Fork mount: Uhh, yeah, I'll rephrase "Front wheel has to go in the car" with "Front wheel either goes in the car or you must buy another ~$40 accessory."

I maintain that upright mounts are clunkier, but it's subjective. Decide for yourself.

FWIW, I'm not advocating one vs the other, was objectively weighing the pros and cons. And I hope that last statement was directed at the OP and not me


----------



## Bill in Houston (Nov 26, 2011)

wbmason55 said:


> And I hope that last statement was directed at the OP and not me


Definitely OP.

There's gotta be a slick way to strap the front wheel to the seat tube and chainstay, or some such.


----------



## wbmason55 (May 30, 2010)

Bill in Houston said:


> Definitely OP.
> 
> There's gotta be a slick way to strap the front wheel to the seat tube and chainstay, or some such.


Absolutely


----------



## Bill in Houston (Nov 26, 2011)

Ooo, that bright green one is EXACTLY what I had in mind!


----------



## wsmac (Sep 5, 2010)

So you seem pretty well set with a roof rack?
I looked into a roof rack myself when I wanted to ditch the hanging bike racks.

Even for my Prius.. I dismissed the roof idea because...

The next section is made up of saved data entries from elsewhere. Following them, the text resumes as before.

PR #17801, opened 2026-07-20
Add high-level BiDi script pin and unpin commands

mayank-at-sauce:
**Part of #13992** — implements the pin / unpin cells for the Ruby binding.

**What does this PR do?**
Adds driver.script.pin and driver.script.unpin to the Ruby bindings, bringing the high-level BiDi Script API closer to parity with Python/Java/JS (which already have these).

pin takes a function declaration and registers it as a BiDi preload script, so it runs on every new browsing context before the page's own scripts — handy for injecting helpers, polyfills, or instrumentation. It returns an id that you pass to unpin to remove it later:

id = driver.script.pin('() => { window.helper = () => 42; }')
driver.navigate.to("https://example.com")
# window.helper is available on the page
driver.script.unpin(id)

**Implementation Notes**
Under the hood these are thin wrappers over the existing script.addPreloadScript / script.removePreloadScript BiDi commands, sent via @bidi.send_cmd — the same pattern the network handlers already use. I kept the surface deliberately minimal (return the raw preload-script id rather than a wrapper object) to match how the JS binding exposes it. Script#initialize now keeps a reference to the bidi object so both the log handlers and these commands can share it; behaviour when BiDi isn't enabled is unchanged (it still raises on driver.script). Added RBS signatures and integration specs covering both the pin path (script runs on a freshly navigated document) and the unpin path (script no longer runs).

### DIFF
--- a/common/repositories.bzl
+++ b/common/repositories.bzl
@@ -182,8 +182,8 @@ js_library(
 
     http_archive(
         name = "mac_edgedriver",
-        url = "https://msedgedriver.microsoft.com/150.0.4078.65/edgedriver_mac64_m1.zip",
-        sha256 = "0a3edefa906c7d492e7f1104c6875222228049a1fe37d6ad779b6d84df7fe076",
+        url = "https://msedgedriver.microsoft.com/150.0.4078.83/edgedriver_mac64_m1.zip",
+        sha256 = "431c67a8a15b677ff96d208f983a9c02f9be9a26e07a0a0eac6b12bd1cafba90",
         build_file_content = """
 load("@aspect_rules_js//js:defs.bzl", "js_library")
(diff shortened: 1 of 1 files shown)


titusfortner:
We need to clarify the behavior we expect from this, since it is inconsistent between bindings right now.
That means deciding this first https://github.com/SeleniumHQ/selenium/pull/17776

titusfortner:
Also, we're migrating things to implement off of the newly generated `BiDi::Protocol` classes. I haven't dug too deep into your implementation, but I'd like to get rid of the BiDi class entirely in the near future. Are you on Slack? Can we discuss it there?

mayank-at-sauce:
Hi @titusfortner sure, let me connect with you on slack. Thanks!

limited to which bikes I could load up there... my recumbent would not have been pleasant to load, or even possible to secure.
People I know who originally went roof rack... got tired of lifting their bikes and went back to stashing them inside their cars
If I injured myself on the trail... yeah.. like _THAT_ would ever happen!  It'd be easier to load my bike on a hitch rack than a roof
knowing that there would come a time when I would totally forget about the bikes up on top and scrape them off the car with some low-hanging obstacle :madman:
If I ever wanted to add roof storage... where would I put the bikes then?

The three top choices of hitch racks after an arduous search...
1UpUSA
NorthShore
Küat

1Up won 

Good luck on your search! :thumbsup:


----------



## Mad-Duck (Mar 15, 2011)

I upgraded from a normal rack that straps on the back to a Yakima setup with highroller racks and it has been great. Easy to adjust between wheel sizes, fits my 24" up to dh and 29" wheels. It's also been stable when I shuttle on fire roads. 

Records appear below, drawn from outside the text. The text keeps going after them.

PR #17812, opened 2026-07-22
[build] generate and ship cargo-free SBOM and license notices with Selenium Manager

### LINKED ISSUE #17808: [🚀 Feature]: Include SBOMs with Selenium Manager binaries
### Description

The Python packages for *selenium* currently bundle Rust-based binaries in their wheels:

* `selenium/webdriver/common/linux/selenium-manager`
* `selenium/webdriver/common/macos/selenium-manager`
* `selenium/webdriver/common/windows/selenium-manager.exe`

For these binaries, the license data is incomplete (especially regarding the used dependencies) and thus possibly violates the corresponding licenses. For this reason, I propose to at least provide corresponding SBOM files with the distributions for the bundled dependencies and possibly generate a third-party license/notice file as well.

Use the corresponding `Cargo.lock` file from Git to generate the corresponding files myself.

titusfortner:
### 🔗 Related Issues

Fixes #17808

### 💥 What does this PR do?

- Generates two license-compliance artifacts inside every package that bundles the Selenium Manager binary — Python wheel, Java jar, Ruby gem, npm package, NuGet package.
- `selenium-manager.cdx.json` — a CycloneDX SBOM inventorying the ~300 statically-linked Rust crates (name, version, checksum, dependency graph, SPDX license) for vulnerability and license scanning.
- `selenium-manager-THIRD-PARTY-NOTICES.txt` — the third-party attribution file reproducing each bundled crate's copyright notice and full license text, which MIT/BSD/ISC/Apache-2.0 require in binary distributions.

### 🔧 Implementation Notes

- Generated entirely within Bazel with no cargo dependency. A Bazel aspect walks the crate dependency graph and harvests the `Cargo.toml` manifests and `LICENSE`/`NOTICE` files crate_universe has already vendored; the SBOM component graph comes from `rust/Cargo.lock`.
- Each package bundles all three OS binaries, which link different crate subsets (e.g. `winapi` only on Windows). A split transition seeds the aspect under every shipped target triple and unions the results, so both artifacts cover all platforms from a single build without cross-compiling — only the crates' source files are read.
- SBOM component list is intentionally the full `Cargo.lock` graph — industry-standard, where over-inclusion is safe and omission is a coverage gap. Crates not linked on any platform (build-only, test-only) resolve to `NOASSERTION`. Three crates declare an SPDX license but bundle no license file and are listed as such.
- Python sdist ships Rust source (including `Cargo.lock`) rather than the compiled binary so is excluded.

### 🤖 AI assistance

    - Tool(s): Claude Code
    - What was generated: SBOM + NOTICE generators, Bazel aspect/rules, and per-binding packaging wiring

- Both files sit next to the binary (present and valid) rather than in the ecosystems' emerging reserved SBOM locations — `.dist-info/sboms/` ([PEP 770](https://peps.python.org/pep-0770/)) for wheels and `META-INF/sbom/` for jars — because the pinned `rules_python` `py_wheel` cannot write into `.dist-info/` and the Java move would disturb the manager binary's resource-loading path. Deferred as a follow-up (gated on `rules_python` PEP 770 support) so a generic scanner can auto-discover the SBOM.

### 🔄 Types of changes

### DIFF
--- a/common/manager/BUILD.bazel
+++ b/common/manager/BUILD.bazel
@@ -1,7 +1,60 @@
+load("@rules_python//python:defs.bzl", "py_binary")
+load(":crate_metadata.bzl", "selenium_manager_notice", "selenium_manager_sbom")
+
 package(
     default_visibility = [
         "//dotnet/src/webdriver:__pkg__",
         "//dotnet/test/common:__pkg__",
+        "//java/src/org/openqa/selenium/manager:__pkg__",
+        "//javascript/selenium-webdriver:__pkg__",
+        "//py:__pkg__",
+        "//rb:__pkg__",
+    ],
+)
+
+py_binary(
+    name = "sbom_generator",
+    srcs = ["generate_sbom.py"],
+    main = "generate_sbom.py",
+    visibility = ["//visibility:private"],
+)
+
+py_binary(
+    name = "notice_generator",
+    srcs = ["generate_notice.py"],
+    main = "generate_notice.py",
+    visibility = ["//visibility:private"],
+)
+
+# CycloneDX SBOM for the bundled Selenium Manager binary. Fully cargo-free: the
+# component list and dependency graph come from rust/Cargo.lock, and licenses
+# are harvested off the crate dependency graph via crate_manifests_aspect (the
+# vendored Cargo.toml manifests crate_universe already fetched). Every binding
+# copies this artifact next to the binary it ships.
+selenium_manager_sbom(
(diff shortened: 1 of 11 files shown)


titusfortner:
Unfortunately, I think the right way to do this is actually to extend our current release assets hack rather than try to get it working cross platform with bazel.

titusfortner:
Closing in favor of #17820 
The bazel-only approach will need to be sorted in #17586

I have a little Corolla wagon, so it isn't hard to load them on and it also keeps the bikes a bit more spaced out than cramming them onto many other racks.


----------



## Monkey1 (Dec 28, 2011)

Fork mounts are undoubtedly more stable. I concur that the external wheel holder is a good option to get the front wheel out of the car. Take a look at SmartCrossbars as an option; they let you configure and reconfigure your roof in seconds. There is an added benefit that you get all your attachments off your roof and stored on your wall when you're not using them.


----------



## Specializedforlife (Jan 2, 2012)

Mad-Duck said:


> I upgraded from a normal rack that straps on the back to a Yakima setup with highroller racks and it has been great. Easy to adjust between wheel sizes, fits my 24" up to dh and 29" wheels. It's also been stable when I shuttle on fire roads.
> 
> I have a little Corolla wagon, so it isn't hard to load them on and it also keeps the bikes a bit more spaced out than cramming them onto many other racks.


i plan to go with an upright rack to mount bikes over top the bed so i will not lose any Room 
and my buddy has the highroller racks and they work great i plan to use those on my setup.


----------